| What you are asked to do |
Each line from the start of the entries through the line that contains "Currently, the user" should be output exactly, please.

[[ Available records, beginning ]]

PR #2778, opened 2023-01-17
N2: Display connections when in NodeInfo mode

### LINKED ISSUE #2720: Remove generic N2 absPathName references
### Description

There are two references to `TreeNode.absPathName` in `Matrix.js` that need to be updated to `TreeNode.path`.

### Example

```python
Matrix.js:139:        const debugStr = `${node.absPathName}(${nodeId})`
Matrix.js:627:                        'label': offscreenNode.absPathName,
```

### OpenMDAO Version

3.21.1-dev

_No response_

### LINKED ISSUE #2725: Allow user to see N2 connections when not zoomed in.

When viewing a large N2, it's common to see group connections "clustered" into large gray boxes.

Zoomed out N2 showing connections

Currently, the user is required to zoom in until the variables are visible to see what the connected variables are.

Instead, using the "detailed node information tool" to hover or click on one of the off-diagonal gray boxes should show a table of all variables involved in the connection.

Minimally, the names of the variables involved should be shown.
If possible, we should show a two-column table with src in one column and targets in the second column.  If there are multiple targets, each should be listed on a separate line in its column.
Names should be shown as model-level promoted paths.

| Source           | Target(s)        |
| ------------- | ------------- |
| G1.x                | G2.c1.x           |
| G1.y                | G2.c1.foo        |
|                        | G2.c1.bar        |

### Possible issues

It's possible for there to be many connections between two systems.  Can we have the table pop up in a scrollable window?

### Associated POEM

N/A

tadkollar:
### Summary

In the N2 diagram with NodeInfo mode active, hovering over an off-diagonal connection square will now list all connections between the children of the two nodes. When just hovering, the list may be long enough to go off screen, but clicking and making the window persistent will reduce the size and add a scrollbar. The list can then be searched with the browser's built-in Find function.

### Related Issues

- Resolves #2725 
- Resolves #2720 

None

### New Dependencies

None

### DIFF
--- a/openmdao/visualization/n2_viewer/gen/NodeInfo.js
+++ b/openmdao/visualization/n2_viewer/gen/NodeInfo.js
@@ -246,7 +246,10 @@ class PersistentNodeInfo extends WindowResizable {
     }
 }
 
-
+/**
+ * Display all connections represented by the current off-diagonal cell.
+ * @typedef NodeConnectionInfo
+ */
 class NodeConnectionInfo extends NodeInfo {
     /**
      * Build a list of the properties we care about and set up
@@ -257,6 +260,12 @@ class NodeConnectionInfo extends NodeInfo {
         this.propList = [];
     }
 
+    /**
+     * Gather all connections between the two cells that this one represents.
+     * @param {Array} connList The connections discovered so far.
+     * @param {TreeNode} srcNode The source node to search.
+     * @param {TreeNode} tgtNode The target node to search.
+     */
     _getConnections(connList, srcNode, tgtNode) {
         if (srcNode.hasChildren()) {
             for (const child of srcNode.children) {
@@ -273,7 +282,10 @@ class NodeConnectionInfo extends NodeInfo {
         }
     }
 
-    /** Create a new persistent window by copying our contents */
+    /**
+     * Create a new persistent window by copying our contents. Set the
+     * max initial height of the window at 300px.
+     */
     pin() {
         if (this.tbody.html() == '') return; // Was already pinned so is empty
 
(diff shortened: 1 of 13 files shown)


openmdao/visualization/n2_viewer/gen/NodeInfo.js
```diff
@@ -230,3 +245,86 @@ class PersistentNodeInfo extends WindowDraggable {
...
+            newRow.append('td')
+                .attr('scope', 'row')
+                .text(conn.src);
+
+            newRow.append('td').html(' &#x2501;&#x2501;&#x2501;&#x25ba; ');
+
+            newRow.append('td').text(conn.tgt);
+        }
+
+        this.title(`Connections from ${cell.srcObj.path} to ${cell.tgtObj.path}`)
```
robfalck, line 325: Is there a way to tell when srcObj and tgtObj are collapsed or not?
When things are collapsed this displays the source system and the target system.
Connection info when collapsed

But when the connection is not collapsed, this expands all the way out to the variable name:
Connection info when not collapsed

If it could always just show `Connections from {system} to {system}` that would be preferred.

robfalck: Also, since connections are made with promoted names, I think the variable names in each row should be promoted names instead of absolute.

Really enjoying using this!

robfalck (changes requested):
Overall I'm really happy with the change, just a few minor issues with the info displayed in the window.

robfalck (approved):

swryan (approved):

PR #2802, opened 2023-02-06
removed broken checking for dynamic overrides of matrix free methods

### LINKED ISSUE #2735: Bug in detection of 'matrix_free' behavior
### Description

Automatic detection of 'matrix_free' behavior can break if compute_jacvec_product or apply_linear are wrapped with a decorator.

### Example

```python
Decorating either of these methods will cause the `matrix_free` attribute on the component to be set to True, even when the component is not matrix free.  In general this won't break the component, but will cause unnecessary computations and could degrade component performance.
```

### OpenMDAO Version

3.21.1-dev

_No response_

naylor-b:
### Summary

Checking for dynamic overrides of matrix free methods was broken in cases where decorators were applied to those methods.  That checking was removed, so now only 'static' checking is done, i.e., if the class overrides the method we will automatically detect it as before, but if the method is added dynamically, it's now the responsibility of the component author to set the `matrix_free` attribute for that component to True manually because the framework will not attempt to detect it.

The same also applies to the `_has_solve_nl` flag in ImplicitComponent which suffered from the same problem as the `matrix_free` flag.

### Related Issues

- Resolves #2735

In certain cases where `compute_jacvec_product`, `apply_linear`, or `solve_nonlinear` methods were added dynamically to a component, it's possible that the framework used to detect them correctly (in the absence of decorators) but now will not.  The fix for this is to set the component's `matrix_free` attribute to True manually.

### New Dependencies

None

### DIFF
--- a/openmdao/components/implicit_func_comp.py
+++ b/openmdao/components/implicit_func_comp.py
@@ -82,6 +82,7 @@ class ImplicitFuncComp(ImplicitComponent):
 
         if solve_nonlinear:
             self.solve_nonlinear = self._user_solve_nonlinear
+            self._has_solve_nl = True
         if linearize:
             self.linearize = self._user_linearize
         if solve_linear:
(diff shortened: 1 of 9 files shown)


swryan (commented):
Would this be considered an API change, and does itrequire documentation?

Kenneth-T-Moore (approved):

naylor-b:
OK I updated the docstring for System (where matrix_free is documented) and also added a little to the docstring for `overrides_method`, which we use to detect the 'typical' case.

swryan (approved):

PR #2806, opened 2023-02-08
Add GitHub workflow to test with latest/pre-release dependencies

### LINKED ISSUE #2772: Add a non-blocking workflow to look for deprecations in dependencies.
### Task Description

The test workflow used on github for CI has a matrix entry to test against the latest versions of dependencies.
When dependencies introduce a breaking change and OpenMDAO tests do not pass, this holds up our development process or forces us to merge changes despite the failures.
A big reason for this is that we're not actively tracking deprecations that we need to handle, such as was the case for numpy 1.24 where a few deprecations were removed and resulted in a break.
A change commonly used package like numpy can take some time to ripple through the python ecosystem.

We need to add tests to catch these pending deprecations so we can keep an eye on them and prioritize handling them.
1. Add a new action that is run outside of our standard test workflow, similar to the security vulnerabilities scan. This should test against the latest beta or release candidates of dependencies like numpy, scipy, networkx, matplotlib, pyoptsparse, etc.
2. Add the ability to easily see deprecations that we need to handle in our development. Can we generate a log of all DeprecationWarnings encountered during a testflo run?
3. Failures in these tests aren't something that should necessarily block our development - we're running using pre-release versions of dependencies that may have broken behaviors - but it should give us a heads up on upcoming deprecations we need to handle.

swryan:
### Summary

Add a GitHub workflow that tests against latest/pre-release versions of dependencies.  This new workflow is scheduled to run daily.

Also:
- uses a new feature of `testflo` to generate a deprecations report in the Latest workflow
- updated `ExternalCodeComp` to resolve `distutils` deprecation
- cleaned up the dependencies in `setup.py` to remove pins to outdated versions of `jupyter-book` and related packages
- updated api translation docs to use current method of creating tabbed panes
- fixed some broken links in the docs
- updated baseline versions in test workflow to use Python 3.11
- rescheduled the audit workflow to run an hour later

### Related Issues

- Resolves #2772 

None

### New Dependencies

None

### DIFF
--- a/.github/workflows/openmdao_audit.yml
+++ b/.github/workflows/openmdao_audit.yml
@@ -3,9 +3,9 @@ name: OpenMDAO Audit
 
 on:
 
-  # Run the workflow daily a 0200 UTC
+  # Run the workflow daily a 0400 UTC
   schedule:
-    - cron: '0 2 * * *'
+    - cron: '0 3 * * *'
 
   # Allow running the workflow manually from the Actions tab
   workflow_dispatch:
--- a/.github/workflows/openmdao_audit.yml
+++ b/.github/workflows/openmdao_audit.yml
@@ -3,7 +3,7 @@ name: OpenMDAO Audit
 
 on:
 
-  # Run the workflow daily a 0400 UTC
+  # Run the workflow daily a 0300 UTC
   schedule:
     - cron: '0 3 * * *'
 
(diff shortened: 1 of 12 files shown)


robfalck (approved):

.github/workflows/openmdao_audit.yml
```diff
@@ -3,9 +3,9 @@ name: OpenMDAO Audit
 
 on:
 
-  # Run the workflow daily a 0200 UTC
+  # Run the workflow daily a 0300 UTC
```
Kenneth-T-Moore, line 6: a -> at

robfalck (approved):

PR #2811, opened 2023-02-09
Change DOEDriver to record unscaled derivatives

tuckerbabcock:
### Summary

This PR changes the behavior of the DOEDriver when recording derivatives. As is, the DOEDriver records derivatives with driver scaling applied to them. When plotting the derivatives against the recorded function values, it appears as if the derivative values are incorrect since the function values are not scaled. This changes the behavior to record unscaled derivatives so that it is consistent with the unscaled function outputs. I've added a test that ensures that the recorded derivatives are the same regardless of driver scaling.

### Related Issues

None

Changes DOEDriver to record unscaled derivatives instead of scaled derivatives.

### New Dependencies

None

### DIFF
--- a/openmdao/drivers/tests/test_doe_driver.py
+++ b/openmdao/drivers/tests/test_doe_driver.py
@@ -1500,6 +1500,42 @@ class TestDOEDriver(unittest.TestCase):
             for dv in ('x', 'y'):
                 self.assertEqual(derivs['f_xy', dv], expected_deriv['f_xy', dv])
 
+    def test_derivative_scaled_recording(self):
+        prob = om.Problem()
+        model = prob.model
+
+        model.add_subsystem('comp', Paraboloid(), promotes=['x', 'y', 'f_xy'])
+        model.set_input_defaults('x', 0.0)
+        model.set_input_defaults('y', 0.0)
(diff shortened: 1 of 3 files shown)


Kenneth-T-Moore (approved):

openmdao/drivers/tests/test_doe_driver.py
```diff
@@ -1500,6 +1500,42 @@ def test_derivative_recording(self):
             for dv in ('x', 'y'):
                 self.assertEqual(derivs['f_xy', dv], expected_deriv['f_xy', dv])
 
+    def test_derivative_scaled_recording(self):
```
swryan, line 1503: Need the following decorator here, since this test requires `pyDOE2`  which is not always installed:
```
    @unittest.skipIf(pyDOE2, "only runs if 'pyDOE2' is not installed")
```

tuckerbabcock: Thanks for pointing that out. Should I also have added that to the other tests I added last time, `test_derivative_recording` and `test_derivative_no_recording`? They also use the `DOEDriver`, but I didn't put that decorator there.

tuckerbabcock: I see. Thank you!

swryan (approved):

PR #2813, opened 2023-02-17
POEM 78: Add is_indep_var and is_design_var filters to list_inputs/list_outputs

### LINKED ISSUE #2804: Implement POEM 78

System.list_inputs should be updated so that only inputs the user is responsible for setting will be displayed.  See POEM 78 for details.

### Associated POEM

78

swryan:
### Summary

[POEM78 ](https://github.com/OpenMDAO/POEMs/pull/158) Implementation.  Adds `is_indep_var` and `is_design_var` filters to the `list_inputs()` and `list_outputs()` methods on `System` and `Case`.  This gives users a way of knowing which inputs they are ultimately responsible for setting. 

### Related Issues

- Resolves #2804

None

### New Dependencies

None

### DIFF
--- a/openmdao/core/system.py
+++ b/openmdao/core/system.py
@@ -4068,7 +4068,8 @@ class System(object):
             self._apply_nonlinear()
 
     def get_io_metadata(self, iotypes=('input', 'output'), metadata_keys=None,
-                        includes=None, excludes=None, tags=(), get_remote=False, rank=None,
+                        includes=None, excludes=None, is_indep_var=None, is_design_var=None,
+                        tags=(), get_remote=False, rank=None,
                         return_rel_names=True):
         """
         Retrieve metadata for a filtered list of variables.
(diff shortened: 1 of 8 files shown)


openmdao/core/system.py
```diff
@@ -4230,6 +4239,36 @@ def get_io_metadata(self, iotypes=('input', 'output'), metadata_keys=None,
...
+
+                        src_tags = out_meta['tags'] if 'tags' in out_meta else {}
+                        if is_indep_var is True and 'openmdao:indep_var' not in src_tags:
+                            continue
+                        elif is_indep_var is False and 'openmdao:indep_var' in src_tags:
+                            continue
+
+                    # handle is_design_var
+                    if is_design_var is not None:
+                        des_vars = self.get_design_vars(use_prom_ivc=False)
```
naylor-b, line 4261: We should probably move this outside of the loop.  Also, since we don't need sizing info, you could pass `get_sizes=False` into the call as well.

naylor-b (changes requested):

openmdao/core/system.py
swryan: oops.. I thought I had done this, but apparently only did it in Case.   wilco on get_sizes.

robfalck (approved):

naylor-b (approved):

PR #359, opened 2023-09-02
Use pinia to store roms and users

GAntoine:
This PR leverages pinia as a better way to store the state of roms (in the gallery) and users in the frontend. This allows us to remove `refreshView`, as a full-app refresh is no longer necessary to update the client state.

### ROMs

A store for roms was added to hold the collection of ROMs visible in the gallery, and the sub-state of that collection. When a rom is edited or deleted, we update `romsStore` to reflect that change.

The list of filteredRoms, searchRoms and selectedRoms was also moved to the store. Internally, the store maintains those lists as IDs (and not full objects), and filters against `_all` in the getters. This way, when we update the `_all` list, those sub-lists will also be updated, as they're simply filtering against `_all`.

### Users

The users list now uses `/stores/users`, which holds the list of all users. When a user is created, edited, or removed, we update the `usersStore` to reflect that change.

### DIFF
--- a/frontend/src/views/Gallery/Base.vue
+++ b/frontend/src/views/Gallery/Base.vue
@@ -281,13 +281,13 @@ onBeforeRouteUpdate(async (to, _) => {
         <template v-slot:activator="{ props }">
           <v-fab-transition>
             <v-btn
-              v-show="selectedRoms.length > 0"
+              v-show="romsStore._selectedIDs.length > 0"
               color="romm-accent-1"
               v-bind="props"
               elevation="8"
               icon
               size="large"
-              >{{ selectedRoms.length }}</v-btn
+              >{{ romsStore._selectedIDs.length }}</v-btn
             >
           </v-fab-transition>
         </template>
--- a/frontend/src/views/Gallery/Base.vue
+++ b/frontend/src/views/Gallery/Base.vue
@@ -1,7 +1,6 @@
 <script setup>
 import { ref, inject, onMounted, onBeforeUnmount } from "vue";
 import { onBeforeRouteUpdate, useRoute } from "vue-router";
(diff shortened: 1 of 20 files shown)


frontend/src/views/Gallery/Base.vue
```diff
@@ -280,13 +281,13 @@ onBeforeRouteUpdate(async (to, _) => {
         <template v-slot:activator="{ props }">
           <v-fab-transition>
             <v-btn
-              v-show="romsStore.selected.length > 0"
+              v-show="romsStore._selectedIDs.length > 0"
```
gantoine: This has to use the internal list as it ties into the v-model of the data-table

zurdi15:
I didn't researched too much why, but going to the detailed view of a rom and going back again in the browser makes the rom list duplicated.

frontend/src/views/Gallery/Base.vue
```diff
@@ -161,37 +165,35 @@ function selectRom({ event, index, selected }) {
...
   } else {
-    romsStore.updateLastSelectedRom(index);
+    romsStore.updateLastSelected(index);
   }
-  emitter.emit("refreshSelected");
 }
 
 onMounted(async () => {
-  fetchRoms(route.params.platform);
+  if(filteredRoms.value.length == 0){
```
zurdi15: Duplicates issue fixed by checking if the roms store already has roms.

frontend/src/views/Gallery/Base.vue
zurdi15: Fixed the data-table  sync issue with the grid view changing the item-value of the data-table to the rom `id`

zurdi15:
Both issues fixed. Take a look at the code and test it when you can!

PR #361, opened 2023-09-03
Upload roms and add custom cover

zurdi15:
This PR includes one of the main features of RomM to be a true rom manager: `uploading` roms directly from the UI. The option to edit the `cover` for a rom is finally enabled. 

This PR also includes a more user friendly way to `multi select` roms in a `touch screen` as a side feature.

The upload button was moved from the `drawer` to the `gallery bar`.

Roms can be uploaded as a `single` file or in `bulk` to be more efficient when uploading a set of roms.

The logic for editing a rom is now clearer and cleanded a lot of unused parameters to make requests ligther. The code is also more mainatable now.

---

Edit: This PR was merged with the [pinia-stores-for-roms-users](https://github.com/zurdi15/romm/tree/pinia-stores-for-roms-users) branch and [#359](https://github.com/zurdi15/romm/pull/359) PR:

This PR leverages pinia as a better way to store the state of roms (in the gallery) and users in the frontend. This allows us to remove `refreshView`, as a full-app refresh is no longer necessary to update the client state.

### ROMs

A store for roms was added to hold the collection of ROMs visible in the gallery, and the sub-state of that collection. When a rom is edited or deleted, we update `romsStore` to reflect that change.

The list of filteredRoms, searchRoms and selectedRoms was also moved to the store. Internally, the store maintains those lists as IDs (and not full objects), and filters against `_all` in the getters. This way, when we update the `_all` list, those sub-lists will also be updated, as they're simply filtering against `_all`.

### Users

The users list now uses `/stores/users`, which holds the list of all users. When a user is created, edited, or removed, we update the `usersStore` to reflect that change.


zurdi15:
I forgot to adap the `edit` rom test. Fiing it.

zurdi15:
I also somehow broke the `search IGDB` feature, it no longer updates the rom to the selected one.

backend/endpoints/identity.py
```diff
@@ -124,7 +124,7 @@ def __init__(
         self.avatar = avatar
 
 
-@protected_route(router.put, "/users/{user_id}", ["users.write"])
+@protected_route(router.patch, "/users/{user_id}", ["users.write"])
```
gantoine, line 127: Double-check that this stilll works case put and patch expect different data methods (body, form or query params)

backend/endpoints/rom.py
```diff
@@ -73,6 +83,21 @@ def rom(request: Request, id: int) -> RomSchema:
...
+def upload_roms(request: Request, p_slug: str, roms: list[UploadFile] = File(...)):
+    platform_fs_slug = dbh.get_platform(p_slug).fs_slug
+    log.info(f"Uploading files to: {platform_fs_slug}")
+    if roms is not None:
+        roms_path = build_upload_roms_path(platform_fs_slug)
+        for rom in roms:
+            log.info(f" - Uploading {rom.filename}")
+            file_location = f"{roms_path}/{rom.filename}"
+            with open(file_location, "wb+") as file_object:
+                file_object.write(rom.file.read())
```
gantoine: What happens if there's a name collision? This would overwrite the contents of the file right?

Also how does this handle uploading large files? Is the entire content read into memory before being written?

backend/endpoints/rom.py
```diff
@@ -129,46 +154,73 @@ def roms(
...
-    updated_rom: dict = data["updatedRom"]
+    data = await request.form()
+    cleaned_data = {}
+    cleaned_data["r_igdb_id"] = data["r_igdb_id"]
+    cleaned_data["r_name"] = data["r_name"]
+    cleaned_data["r_slug"] = data["r_slug"]
+    cleaned_data["file_name"] = data["file_name"]
+    cleaned_data["url_cover"] = data["url_cover"]
+    cleaned_data["summary"] = data["summary"]
+    cleaned_data["url_screenshots"] = json.loads(data["url_screenshots"])
```
gantoine, line 184: 👍🏼

frontend/src/components/Dialog/Rom/UploadRom.vue
```diff
@@ -0,0 +1,146 @@
...
+
+socket.on("scan:done_ko", (msg) => {
+  scanning.set(false);
+  emitter.emit("snackbarShow", {
+    msg: `Scan couldn't be completed. Something went wrong: ${msg}`,
+    icon: "mdi-close-circle",
+    color: "red",
+  });
+  socket.disconnect();
+});
```
gantoine, line 39: Don't forget to `socket.off` when the component is unmounted.

frontend/src/components/GalleryAppBar/ScanBtn.vue
```diff
@@ -0,0 +1,59 @@
...
+    icon: "mdi-loading mdi-spin",
+    color: "romm-accent-1",
+  });
+
+  if (!socket.connected) socket.connect();
+  socket.emit("scan", {
+    platforms: [route.params.platform],
+    rescan: false,
+  });
+}
```
gantoine, line 47: Same goes here `socket.off`

frontend/src/components/Game/Card/Base.vue
```diff
@@ -1,39 +1,28 @@
...
 import ActionBar from "@/components/Game/Card/ActionBar.vue";
 import Cover from "@/components/Game/Card/Cover.vue";
 
 // Props
-const props = defineProps(["rom", "index"]);
+const props = defineProps(["rom", "index", "selected"]);
 const emit = defineEmits(["selectRom"]);
-const romsStore = useRomsStore();
-const selected = ref();
+const romsStore = storeRoms();
```
gantoine, line 9: You sure we don't need `storeToRefs` here to keep this reactive? https://pinia.vuejs.org/core-concepts/#Destructuring-from-a-Store

frontend/src/services/api.js
```diff
@@ -71,24 +71,42 @@ export async function downloadRomApi(rom, files) {
...
-    file_name: renameAsIGDB
-      ? rom.file_name.replace(rom.file_name_no_tags, updatedData.r_name)
-      : updatedData.file_name,
-  };
-
-  return api.patch(`/platforms/${rom.p_slug}/roms/${rom.id}`, {
-    updatedRom,
+export async function uploadRomsApi(romsToUpload, platform) {
+  let formData = new FormData();
+  romsToUpload.map((rom) => formData.append("roms", rom));
```
gantoine:
```suggestion
  romsToUpload.forEach((rom) => formData.append("roms", rom));
```

GAntoine (changes requested):

backend/endpoints/identity.py
zurdi15: yes! it still works, changed to unify with `update_rom` endpoint

backend/endpoints/rom.py
zurdi15: Good ones, need to check

frontend/src/components/Game/Card/Base.vue
zurdi15: Yeah it works for sure, we don't need it to keep the reactivity in the way we are using it.

Edit: nevermind, I think you are totally right. I am readding it

zurdi15: Re-added and working!

backend/endpoints/rom.py
zurdi15: > What happens if there's a name collision? This would overwrite the contents of the file right?

Now when uploading files the enpoint checks and raises an exception if any exists
 
> Also how does this handle uploading large files? Is the entire content read into memory before being written?

Now the files are read by chunks of 1024bytes

backend/endpoints/rom.py
```diff
@@ -89,11 +89,22 @@ def upload_roms(request: Request, p_slug: str, roms: list[UploadFile] = File(...
     log.info(f"Uploading files to: {platform_fs_slug}")
     if roms is not None:
         roms_path = build_upload_roms_path(platform_fs_slug)
+        for rom in roms: #TODO: Refactor code to avoid double loop
```
gantoine, line 92: This is fine and consistent for now, but you're right we should refactor it at some point to fail gracefully.

GAntoine (approved):

PR #362, opened 2023-09-06
feat(pipeline): every branch's docker image is now built

XargonWan:
Every branch now produces an image tagged `dev-branchname` on PR and push.

If this is accepted we have to check how the images appears on the registry, evenutally fix the tags if we don't like it and decide how to clean up the older builds or simply replace them with the new one.

### DIFF
--- a/.github/workflows/build.yml
+++ b/.github/workflows/build.yml
@@ -1,6 +1,10 @@
 name: build romm image
 
 on:
+
+  push:
+  pull_request:
+
   workflow_dispatch:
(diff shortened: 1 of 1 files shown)


GAntoine:
Copying my discord comments here:

> honestly i don't love the idea of building images for each branch, even in a case like this
imo if someone wants to test a feature that so early in development they should setup the dev environment and run it locally
when we feel a feature is ready for alpha we can manually create a tag for it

[[ Available records, end ]]

| Exercise answer |
PR #2778, opened 2023-01-17
N2: Display connections when in NodeInfo mode

### LINKED ISSUE #2720: Remove generic N2 absPathName references
### Description

There are two references to `TreeNode.absPathName` in `Matrix.js` that need to be updated to `TreeNode.path`.

### Example

```python
Matrix.js:139:        const debugStr = `${node.absPathName}(${nodeId})`
Matrix.js:627:                        'label': offscreenNode.absPathName,
```

### OpenMDAO Version

3.21.1-dev

_No response_

### LINKED ISSUE #2725: Allow user to see N2 connections when not zoomed in.

When viewing a large N2, it's common to see group connections "clustered" into large gray boxes.

Zoomed out N2 showing connections

Currently, the user is required to zoom in until the variables are visible to see what the connected variables are.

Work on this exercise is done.